(Excerpts from a dataset)
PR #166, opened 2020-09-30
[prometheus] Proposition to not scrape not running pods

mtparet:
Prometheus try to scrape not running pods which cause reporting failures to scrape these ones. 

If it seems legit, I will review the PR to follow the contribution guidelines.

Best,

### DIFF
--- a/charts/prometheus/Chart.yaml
---
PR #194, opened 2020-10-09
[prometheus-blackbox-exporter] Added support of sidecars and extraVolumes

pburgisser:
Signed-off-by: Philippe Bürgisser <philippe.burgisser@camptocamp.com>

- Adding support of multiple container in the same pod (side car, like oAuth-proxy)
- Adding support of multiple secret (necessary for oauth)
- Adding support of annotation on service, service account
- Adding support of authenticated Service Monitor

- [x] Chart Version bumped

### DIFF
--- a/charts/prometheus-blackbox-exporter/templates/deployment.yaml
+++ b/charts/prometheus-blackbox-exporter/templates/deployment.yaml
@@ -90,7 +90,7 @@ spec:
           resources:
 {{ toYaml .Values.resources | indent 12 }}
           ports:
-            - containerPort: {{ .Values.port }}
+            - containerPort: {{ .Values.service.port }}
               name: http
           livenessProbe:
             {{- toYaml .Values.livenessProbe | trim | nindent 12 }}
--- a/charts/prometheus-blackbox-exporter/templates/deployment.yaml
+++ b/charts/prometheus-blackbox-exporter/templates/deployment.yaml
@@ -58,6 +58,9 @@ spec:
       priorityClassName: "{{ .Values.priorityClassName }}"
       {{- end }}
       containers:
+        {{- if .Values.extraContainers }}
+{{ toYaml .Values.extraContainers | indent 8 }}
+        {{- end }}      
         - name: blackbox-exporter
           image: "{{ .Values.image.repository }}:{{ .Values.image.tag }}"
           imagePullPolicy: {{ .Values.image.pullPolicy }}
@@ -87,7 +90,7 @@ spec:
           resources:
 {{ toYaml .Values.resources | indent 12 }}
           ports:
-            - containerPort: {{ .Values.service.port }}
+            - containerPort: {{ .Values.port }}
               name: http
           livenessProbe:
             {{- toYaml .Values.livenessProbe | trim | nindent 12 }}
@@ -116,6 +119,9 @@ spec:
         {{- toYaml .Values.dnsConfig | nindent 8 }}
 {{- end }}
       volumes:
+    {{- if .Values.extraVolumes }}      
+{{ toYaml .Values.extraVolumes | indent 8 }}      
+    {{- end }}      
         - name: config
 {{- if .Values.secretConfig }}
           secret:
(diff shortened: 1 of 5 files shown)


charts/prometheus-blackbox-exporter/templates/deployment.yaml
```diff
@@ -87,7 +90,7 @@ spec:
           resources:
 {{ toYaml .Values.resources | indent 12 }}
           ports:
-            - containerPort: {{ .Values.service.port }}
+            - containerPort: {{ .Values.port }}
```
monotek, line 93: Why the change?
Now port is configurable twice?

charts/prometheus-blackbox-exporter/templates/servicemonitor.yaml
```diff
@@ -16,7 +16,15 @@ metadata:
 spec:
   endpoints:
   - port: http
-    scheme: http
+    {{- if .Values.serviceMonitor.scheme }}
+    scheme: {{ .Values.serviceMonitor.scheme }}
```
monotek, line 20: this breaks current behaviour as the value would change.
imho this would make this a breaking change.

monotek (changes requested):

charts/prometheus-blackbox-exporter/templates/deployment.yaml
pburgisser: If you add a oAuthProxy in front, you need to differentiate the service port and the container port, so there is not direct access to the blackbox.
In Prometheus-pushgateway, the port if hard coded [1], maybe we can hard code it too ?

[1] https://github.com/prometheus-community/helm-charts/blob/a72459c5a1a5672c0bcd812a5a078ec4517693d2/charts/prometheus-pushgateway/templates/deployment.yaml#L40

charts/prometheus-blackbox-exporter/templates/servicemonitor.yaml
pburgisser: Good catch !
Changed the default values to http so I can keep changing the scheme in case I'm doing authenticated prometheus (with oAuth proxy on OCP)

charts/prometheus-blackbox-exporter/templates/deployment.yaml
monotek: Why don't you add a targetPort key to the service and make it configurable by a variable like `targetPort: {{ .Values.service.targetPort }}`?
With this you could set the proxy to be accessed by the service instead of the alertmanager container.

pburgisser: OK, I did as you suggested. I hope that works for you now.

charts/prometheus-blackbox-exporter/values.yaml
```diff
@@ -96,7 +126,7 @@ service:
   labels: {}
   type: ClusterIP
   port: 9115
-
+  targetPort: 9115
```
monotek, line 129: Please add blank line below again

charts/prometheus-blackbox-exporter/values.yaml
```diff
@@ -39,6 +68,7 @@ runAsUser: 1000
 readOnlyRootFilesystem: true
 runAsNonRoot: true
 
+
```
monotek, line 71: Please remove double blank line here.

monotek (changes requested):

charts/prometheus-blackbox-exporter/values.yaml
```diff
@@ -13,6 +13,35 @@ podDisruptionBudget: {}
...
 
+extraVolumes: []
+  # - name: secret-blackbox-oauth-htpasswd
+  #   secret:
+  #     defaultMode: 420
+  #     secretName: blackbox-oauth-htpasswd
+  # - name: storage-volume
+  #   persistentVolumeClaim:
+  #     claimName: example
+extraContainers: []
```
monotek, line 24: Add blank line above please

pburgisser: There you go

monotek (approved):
...
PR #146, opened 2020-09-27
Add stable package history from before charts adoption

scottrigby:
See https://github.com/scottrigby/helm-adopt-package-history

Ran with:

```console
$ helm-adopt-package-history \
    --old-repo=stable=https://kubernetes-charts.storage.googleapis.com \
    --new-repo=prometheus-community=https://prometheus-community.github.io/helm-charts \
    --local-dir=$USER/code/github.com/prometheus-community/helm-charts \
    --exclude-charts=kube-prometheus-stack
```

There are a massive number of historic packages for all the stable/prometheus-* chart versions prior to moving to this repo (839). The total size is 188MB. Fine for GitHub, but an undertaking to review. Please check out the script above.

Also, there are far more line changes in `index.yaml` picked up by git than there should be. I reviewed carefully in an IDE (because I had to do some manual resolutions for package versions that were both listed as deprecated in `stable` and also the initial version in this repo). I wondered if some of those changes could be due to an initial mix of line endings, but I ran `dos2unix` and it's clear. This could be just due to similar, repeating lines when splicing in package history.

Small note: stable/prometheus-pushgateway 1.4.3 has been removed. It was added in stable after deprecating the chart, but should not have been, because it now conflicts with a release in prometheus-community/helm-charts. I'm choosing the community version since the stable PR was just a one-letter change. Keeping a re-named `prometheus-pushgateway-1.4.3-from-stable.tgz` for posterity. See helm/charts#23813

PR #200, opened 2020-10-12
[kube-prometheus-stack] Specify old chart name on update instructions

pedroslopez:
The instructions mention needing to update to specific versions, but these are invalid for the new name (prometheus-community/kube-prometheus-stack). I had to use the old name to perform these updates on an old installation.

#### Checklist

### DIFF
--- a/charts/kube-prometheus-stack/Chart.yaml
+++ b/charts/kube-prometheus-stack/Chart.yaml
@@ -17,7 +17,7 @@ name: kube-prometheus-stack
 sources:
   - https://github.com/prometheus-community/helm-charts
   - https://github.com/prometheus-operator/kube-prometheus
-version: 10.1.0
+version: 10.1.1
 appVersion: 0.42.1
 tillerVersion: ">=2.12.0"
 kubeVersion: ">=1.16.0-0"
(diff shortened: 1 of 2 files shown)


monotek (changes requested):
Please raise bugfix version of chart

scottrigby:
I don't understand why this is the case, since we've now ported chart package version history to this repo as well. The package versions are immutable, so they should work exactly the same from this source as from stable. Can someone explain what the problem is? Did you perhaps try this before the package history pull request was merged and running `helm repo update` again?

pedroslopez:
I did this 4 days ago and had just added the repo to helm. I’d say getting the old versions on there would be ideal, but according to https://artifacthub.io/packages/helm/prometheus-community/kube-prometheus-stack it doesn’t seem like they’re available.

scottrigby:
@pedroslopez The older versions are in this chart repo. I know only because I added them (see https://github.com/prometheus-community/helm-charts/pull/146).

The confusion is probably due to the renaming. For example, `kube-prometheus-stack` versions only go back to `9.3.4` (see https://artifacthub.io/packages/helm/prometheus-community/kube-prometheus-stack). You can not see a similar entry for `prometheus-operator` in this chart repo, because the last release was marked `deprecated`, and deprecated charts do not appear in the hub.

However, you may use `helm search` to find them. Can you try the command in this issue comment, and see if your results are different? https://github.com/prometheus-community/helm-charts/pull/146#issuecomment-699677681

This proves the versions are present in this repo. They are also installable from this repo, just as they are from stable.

▸ Work instructions
Only those lines of the entries above that run from the line containing "PR #166, opened 2020-09-30" to the line containing "--- a/charts/prometheus/Chart.yaml", both included, should be transcribed exactly.

▸ Task output
PR #166, opened 2020-09-30
[prometheus] Proposition to not scrape not running pods

mtparet:
Prometheus try to scrape not running pods which cause reporting failures to scrape these ones. 

If it seems legit, I will review the PR to follow the contribution guidelines.

Best,

### DIFF
--- a/charts/prometheus/Chart.yaml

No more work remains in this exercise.